▶ **Task goal**:
Retrieve each line that contains the word "isDown" from the entries below.

(Dataset entries)

PR #7572, opened 2025-01-17
Remove deprecated 3.x APIs in core-common

MichaelSwigerAtBentley:
Removes deprecated APIs from core-common package

Note: This PR does not remove RPC methods deprecated in 3.6 or update the RPC interface. Deferring those changes for a larger scale RPC PR. 

Files not edited in favor of a later RPC specific PR:
BackendTypes.ts
RpcConstants.ts
OpenAPI.ts
WebAppRpcProtocol.ts


core/common/src/BackgroundMapSettings.ts
```diff
@@ -58,32 +58,6 @@ export interface BackgroundMapProps {
   providerData?: never;
 }
 
-/** Properties of [[PersistentBackgroundMapProps]] that have been deprecated, but are retained for backwards compatibility.
- * These properties are omitted from [[BackgroundMapProps]] as they are no longer part of the API, but are included in
- * [[PersistentBackgroundMapProps]] because they remain part of the persistence format.
- * @public
- * @extensions
- */
-export interface DeprecatedBackgroundMapProps {
```
MichaelSwigerAtBentley, line 67: @pmconne Interested in your opinion here: How should removing these Props look (if we want to remove them along with the API functions)? Since both Props are deprecated, the interface would be unnecessary. However, that would make PersistentBackgroundMapProps identical to BackgroundMapProps, correct? and make all of the persistentJSON() functions redundant. Those functions were not  flagged as deprecated, therefore we shouldn't remove them without warning first? Or do my initial changes here look correct?

core/common/src/rpc/IModelReadRpcInterface.ts
```diff
@@ -115,8 +115,6 @@ export abstract class IModelReadRpcInterface extends RpcInterface {
   public async getViewStateData(_iModelToken: IModelRpcProps, _viewDefinitionId: string, _options?: ViewStateLoadProps): Promise<ViewStateProps> { return this.forward(arguments); }
   public async readFontJson(_iModelToken: IModelRpcProps): Promise<FontMapProps> { return this.forward(arguments); } // eslint-disable-line @typescript-eslint/no-deprecated
   public async getToolTipMessage(_iModelToken: IModelRpcProps, _elementId: string): Promise<string[]> { return this.forward(arguments); }
-  /** @deprecated in 3.x use ViewStore apis. */
-  public async getViewThumbnail(_iModelToken: IModelRpcProps, _viewId: string): Promise<Uint8Array> { return this.forward(arguments); }
```
MichaelSwigerAtBentley, line 119: Is this something we want to remove as well? I will need to bump the interface version from 3.7.0 to 4.0.0 as this is breaking, correct?

pmconne: It tries to read a thumbnail out of the db, it's almost never going to find one except in very ancient iModels.
However do note that to my knowledge nobody's using ViewStore currently so you won't have any better luck finding thumbnails there either.
The saved views service does produce thumbnails.
BTW [the implementation](https://github.com/iTwin/itwinjs-core/blob/451a2ffad93a08de0b470dd81648075b262377a7/core/backend/src/rpc-impl/IModelReadRpcImpl.ts#L329) advises you to use a non-existent `queryViewThumbnail` method instead.

core/common/src/BackgroundMapSettings.ts
pmconne: PersistentBackgroundMapProps describes the shape of the data as stored in iModels, including the "deprecated" providerName and providerData properties. We have to support those persistent properties indefinitely. The intent was to deprecate and ultimately remove their usage in public APIs.

Persistent formats should always be accurately represented in the public API, so we can't remove those properties. But I don't know another way of conveying "you shouldn't use this property, it's just a wart on the persistent representation" in a way that will warn people automatically (linter) other than marking it deprecated.

Simplest solution is probably just to leave those two properties deprecated and don't remove them.

MichaelSwigerAtBentley: Makes sense, Ill revert this.

core/common/src/rpc/IModelReadRpcInterface.ts
MichaelSwigerAtBentley: @hl662 FYI while looking at core-backend deprecated methods

MichaelSwigerAtBentley:
There are also deprecated objects in rpc, such as HttpServerRequest and HttpServerResponse with the note, "The RPC system will be significantly refactored (or replaced) in the future.". These objects are used throughout the rest of the files. Are these objects we wish to no longer export, or make private?

core/common/src/BackendTypes.ts
```diff
@@ -1,26 +0,0 @@
...
-
-/*
-IMPORTANT:
-This is a temporary source file for backwards compatibility only.
-Do not add any new types to this file.
-All types here will be removed in 4.0
-*/
-
-/** @public @deprecated in 3.x. This type was mistakenly made public in the common scope. */
-export type BackendReadable = Readable;
```
MichaelSwigerAtBentley, line 20: Also, for these deprecated types, in files like RpcMarchaling.ts, should I replace them with their node:stream counterpart?

pmconne:
> deprecated objects in rpc

My strong opinion is to leave RPC to a separate PR.

MichaelSwigerAtBentley:
> > deprecated objects in rpc
> 
> My strong opinion is to leave RPC to a separate PR. It seems unlikely that most of the deprecated stuff will actually be removable in the 5.0 timeline.

Alright, I'll leave it out for now and create a new issue to track it separately.

core/common/src/RenderMaterial.ts
```diff
@@ -36,71 +35,3 @@ export abstract class RenderMaterial {
...
 }
-
-/** @public */
-export namespace RenderMaterial {
-  function clampToNormalizedRange(value: number): number {
-    return Math.max(0.0, Math.min(1.0, value));
-  }
-
-  /** @deprecated in 3.x. Use [CreateRenderMaterialArgs]($frontend). */
-  export class Params {
```
MichaelSwigerAtBentley, line 47: These params are also still in use, I'm going to try swapping them out for CreateRenderMaterialArgs

core/common/src/BackendTypes.ts
aruniverse: I think you should revert these changes and keep this coupled with the rpc changes in a separate pr that @GytisCepk and @paulius-valiunas will lead efforts on

MichaelSwigerAtBentley: Sounds good. Ill document what hasn't been removed yet in the PR description

core/common/src/RenderMaterial.ts
MichaelSwigerAtBentley: RenderTexture.Params is being using in multiple places in core\frontend

I was able to change one of the files, ParseImdlDoucment.ts, but I'm not sure if its implemented correctly as there is some logic around parsing colors. 

@aruniverse @ben-polinsky Who would be best to talk to for more info on how to proceed.

aruniverse: @pmconne will be your best starting point

pmconne: Looks like some of the core-frontend usage is being cleaned up in #7591.

Bear in mind that removing deprecated APIs just means making them unavailable to consumers of the public API. While generally we'll want to delete the APIs entirely, if it's too complicated to clean up our internal usage of a particular one, we can instead move it to /src/internal, and export it from cross-package.ts if it's used in other packages within itwinjs-core.

MichaelSwigerAtBentley:
Separate Issue for RPC: https://github.com/iTwin/itwinjs-backlog/issues/1374

core/common/src/RenderMaterial.ts
```diff
@@ -43,7 +43,9 @@ export namespace RenderMaterial {
     return Math.max(0.0, Math.min(1.0, value));
   }
 
-  /** @deprecated in 3.x. Use [CreateRenderMaterialArgs]($frontend). */
+  /** Params for use in old CreateMaterial functions. Use [CreateRenderMaterialArgs]($frontend) instead.
+   * @internal
+  */
   export class Params {
```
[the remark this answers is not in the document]
MichaelSwigerAtBentley: I have gone back and forth on replacing the usages of RenderMaterial.Params. I have had success with replacing one or two, and realized that most are not removable. I also thought about moving the RenderMaterial.Params into internal, but I wouldn't be able to extend the RenderMaterial Namespace from the internal folder right? If there is a way to keep Params inside the RenderMaterial namespace and have just params live in Internal, I think that is what we should do.

core/common/src/RenderTexture.ts
```diff
@@ -75,8 +75,8 @@ export namespace RenderTexture {
   }
 
   /** Parameters used to construct a [[RenderTexture]].
-   * @deprecated in 3.x. use RenderSystem.createTexture and CreateTextureArgs.
-   * @public
+   *  Use RenderSystem.createTexture and CreateTextureArgs.
+   *  @internal
```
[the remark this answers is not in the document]
MichaelSwigerAtBentley: For RenderTexture.Params, there is an addition enum 'Type' that is being exported as public in the namespace, so we wouldn't be able to set this namespace as internal like with RenderMaterial.Params

core/common/src/RenderMaterial.ts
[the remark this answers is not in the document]
pmconne: > most are not removable

Can you be more specific about what makes them not removable?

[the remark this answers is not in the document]
MichaelSwigerAtBentley: For RenderMaterial.Params:

[Material.ts](https://github.com/iTwin/itwinjs-core/blob/08d7378fc5cef73623f64a51148b9181b51bff51/core/frontend/src/render/webgl/Material.ts#L61) requires RenderMaterial.Params in its constructor. The replacement method [CreateRenderMaterial](https://github.com/iTwin/itwinjs-core/blob/08d7378fc5cef73623f64a51148b9181b51bff51/core/frontend/src/render/webgl/System.ts#L664) uses the createRenderMaterialArgs to create a Rendermaterial.Params to call Material constructor. This Material constructor would need to be updated to use createRenderMaterialArgs directly, then all places using Material would need an update. Is this something we want to do? If so I can take a stab at it.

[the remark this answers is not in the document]
MichaelSwigerAtBentley: For RenderTexture.Params: 

There are internal functions in use that don't seem to have alternatives, such as [createTextureFromElement](https://github.com/iTwin/itwinjs-core/blob/master/core/frontend/src/render/RenderSystem.ts#L755). Which is why I opted to update RenderTexture.Params to internal instead of removing it.

core/common/src/RenderTexture.ts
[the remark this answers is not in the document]
pmconne: > [Material.ts](https://github.com/iTwin/itwinjs-core/blob/08d7378fc5cef73623f64a51148b9181b51bff51/core/frontend/src/render/webgl/Material.ts#L61) requires RenderMaterial.Params in its constructor. The replacement method [createRenderMaterial](https://github.com/iTwin/itwinjs-core/blob/08d7378fc5cef73623f64a51148b9181b51bff51/core/frontend/src/render/webgl/System.ts#L664) uses the createRenderMaterialArgs to create a RenderMaterial.Params and just calls the Material constructor. This Material constructor would need to be updated to use createRenderMaterialArgs directly, then all places using Material would need an update. Is this something we want to do? If so I can take a stab at it.

That Material class is entirely internal. The `System.createRenderMaterial` implementation already receives a `CreateRenderMaterialArgs` that it must pointlessly convert to a `RenderMaterial.Params`, just so that the Material constructor can pull back out the information originally provided by the args.

core/common/src/RenderMaterial.ts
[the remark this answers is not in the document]
pmconne: > There are internal functions in use that don't seem to have alternatives, such as [createTextureFromElement](https://github.com/iTwin/itwinjs-core/blob/master/core/frontend/src/render/RenderSystem.ts#L755).

Look at `getTextureFromElement` to which the implementation of `System.createTextureFromElement` forwards. The only thing it uses from the params is the `type` field. It dumbly both accepts a `key` and also `params.key`. It should accept only key, iModel, type, and format, not `Params`.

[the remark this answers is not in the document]
pmconne: Argh, `RenderSystem.createTextureFromElement` is `@public` and not deprecated. Still, `RenderTexture.Params` is deprecated and we should remove it.

core/frontend/src/render/webgl/Material.ts
```diff
@@ -52,41 +51,62 @@ export class Material extends RenderMaterial {
...
 
     const scale = (value: number) => Math.floor(value * 255 + 0.5);
-    this.setInteger(scale(params.diffuse), scale(params.specular), 0);
 
-    const textureWeight = undefined !== this.textureMapping ? this.textureMapping.params.weight : 1.0;
-    const specularRgb = undefined !== params.specularColor ? params.specularColor : ColorDef.white;
-    const specularColors = specularRgb.colors;
-    this.setInteger(scale(textureWeight), specularColors.r, 1);
-    this.setInteger(specularColors.g, specularColors.b, 2);
+    const diffuseWeight = args.diffuse?.weight ?? 0.6;
```
MichaelSwigerAtBentley, line 95: As mentioned above, diffuse.weight can be undefined now, so I added the old default value from RenderMaterial.Params as a magic number here. Should we look to add the defaults somewhere else? If not, then why is 0.6 the defualt value, I would like to add a comment making sure its explained.

MichaelSwigerAtBentley:
@pmconne I refactored Material to use CreateRenderMaterialArgs directly, take a look to make sure I interpreted the CreateRenderMaterialArgs correctly. Is this what you had in mind?

core/frontend/src/render/webgl/Material.ts
```diff
@@ -39,8 +40,6 @@ import { SurfaceMaterial, SurfaceMaterialAtlas } from "../../common/internal/ren
  * @internal
  */
 export class Material extends RenderMaterial {
-  // eslint-disable-next-line @typescript-eslint/no-deprecated
-  public static readonly default: Material = new Material(RenderMaterial.Params.defaults);
```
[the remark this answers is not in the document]
pmconne: Not unless there's some compelling need for them.

core/frontend/src/render/webgl/Material.ts
pmconne: [By default] diffuse color contributes 60% to the final color and the other 40% comes from specular color.

core/common/src/internal/RenderMaterialParams.ts
MichaelSwigerAtBentley, line 1: So we want to keep this as internal instead of removing? I can revert my changes that remove it from Material, GraphicsDescription.test, and imdl files

MichaelSwigerAtBentley: I have 3 commits removing it from Imdl and tests that I have not pushed, but will now conflict

pmconne: I thought you were keeping it. I may have gotten this PR confused with the other one that was doing stuff with materials.

pmconne: Just keep it internal for now, the immediate priority is cleaning up the public APIs for 5.0. Internal cleanup can happen at our leisure.

MichaelSwigerAtBentley:
There seems to be an issue with Vite test setup detecting the exported internal classes. Talking with @hl662 about what could be happening.

pmconne (approved):

pmconne:
> There seems to be an issue with Vite test setup detecting the exported internal classes

What specific issue? The issue I have seen is when I am doing `import { Foo }` but I only use it as a type; switching to `import type { Foo }` fixes it.

core/common/src/RenderMaterial.ts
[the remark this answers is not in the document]
MichaelSwigerAtBentley: @aruniverse Both RenderMaterial.Params and RenderTexture.Params have now been moved to internal and exported through the cross-package

MichaelSwigerAtBentley:
> > There seems to be an issue with Vite test setup detecting the exported internal classes
> 
> What specific issue? The issue I have seen is when I am doing `import { Foo }` but I only use it as a type; switching to `import type { Foo }` fixes it.

It was an issue with vita not detecting RenderMaterialParams. 

```SyntaxError: The requested module '<core-common>' does not provide an export named 'RenderTextureParams'```

The vite's cache was not getting cleared, manually nuking node_modules and reinstalling and rebuilding did it. Rush clean/rebuild did not. 

@hl662 has created an issue to track this: https://github.com/iTwin/itwinjs-core/issues/7662

**Comment by MichaelSwigerAtBentley** [comment]
> i think it gets a little weird when we say an api is both intenral and deprecated, just things to clean up. but luckily most of that is surrounding rpc code which can get cleaned up later.
> 
> approving for now

Yes I agree, I left the deprecated tag on those functions as a indicator that they had not been addressed yet, and should be removed as a part of the RPC stuff.

**Comment by grigasp** [comment]
@MichaelSwigerAtBentley @aruniverse, `extract-api` on master fails for `core-common` because of changes in this PR:

```
Error: src/rpc/web/WebAppRpcProtocol.ts:26:1 - (ae-incompatible-release-tags) The symbol "HttpServerRequest" is marked as @public, but its signature references "BackendReadable" which is marked as @internal
Error: src/rpc/web/WebAppRpcProtocol.ts:57:1 - (ae-incompatible-release-tags) The symbol "HttpServerResponse" is marked as @public, but its signature references "BackendWritable" which is marked as @internal
```

MichaelSwigerAtBentley:
PR to resolve this: https://github.com/iTwin/itwinjs-core/pull/7670

PR #7573, opened 2025-01-19
Accudraw viewport UI

bbastings:
New platform AccuDraw UI for consideration to replace FrameworkAccuDraw from the appui package.
This PR also includes fixes that would be necessary to make FrameworkAccuDraw work properly.


bbastings:

core/frontend/src/tools/AccuDrawViewportUI.ts
```diff
@@ -0,0 +1,733 @@
...
+    if (!isDown)
+      return false;
+
+    itemField.value = currentValue.substring(0, selectionPrevious) + replacement + currentValue.substring(selectionStart);
+    itemField.selectionStart = itemField.selectionEnd = selectionPrevious + 1;
+
+    return false;
+  }
+
+  /** @internal */
```
pmconne, line 296: `doProcessOverrideKey` and `doProcessKey` are `@internal` but also `protected`, suggesting subclasses can be expected to override them. If they shouldn't be overridden, make them `private`. If they can be overridden by subclasses outside of itwinjs-core, make them `@public`. If they should only be overridden by subclasses inside itwinjs-core, rename them to use a `Symbol`.

core/frontend/src/AccuDraw.ts
```diff
@@ -1272,18 +1274,54 @@ export class AccuDraw {
...
+    switch (key) {
+      case ".":
+      case ",":
+        return true;
+
+      case "'": // feet/minutes...
+      case "\"": // inches/seconds...
+        return true;
+
+      case "°": // degrees...
```
pmconne, line 1291: Should this switch statement have a case for "^" for degrees? I can't tell.

core/frontend/src/tools/AccuDrawViewportUI.ts
pmconne: Same goes for all the other `@internal` `protected` members like `focusItem`, `doNavigate`, etc.

pmconne (approved):

core/frontend/src/tools/AccuDrawViewportUI.ts
```diff
@@ -0,0 +1,733 @@
...
+  protected doProcessOverrideKey(ev: KeyboardEvent, isDown: boolean, item: ItemField): boolean {
```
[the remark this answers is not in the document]
bbastings: They are all internal except doProcessUnhandledKey, which is documented. I see no reason to document the others?

core/frontend/src/AccuDraw.ts
bbastings: Not necessary, this method is mainly to support NSEW for bearing directions. I don't have an exhaustive list of what every parser might accept and just wanted to call out a few obvious things to early return before the number and letter checks. The "^" -> "°" replacement is only supported in the UI subclass as well...

core/frontend/src/tools/AccuDrawViewportUI.ts
bbastings: Done.

pmconne (approved):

(End Dataset entries)

▶ **Problem solution**:
+    if (!isDown)
+  protected doProcessOverrideKey(ev: KeyboardEvent, isDown: boolean, item: ItemField): boolean {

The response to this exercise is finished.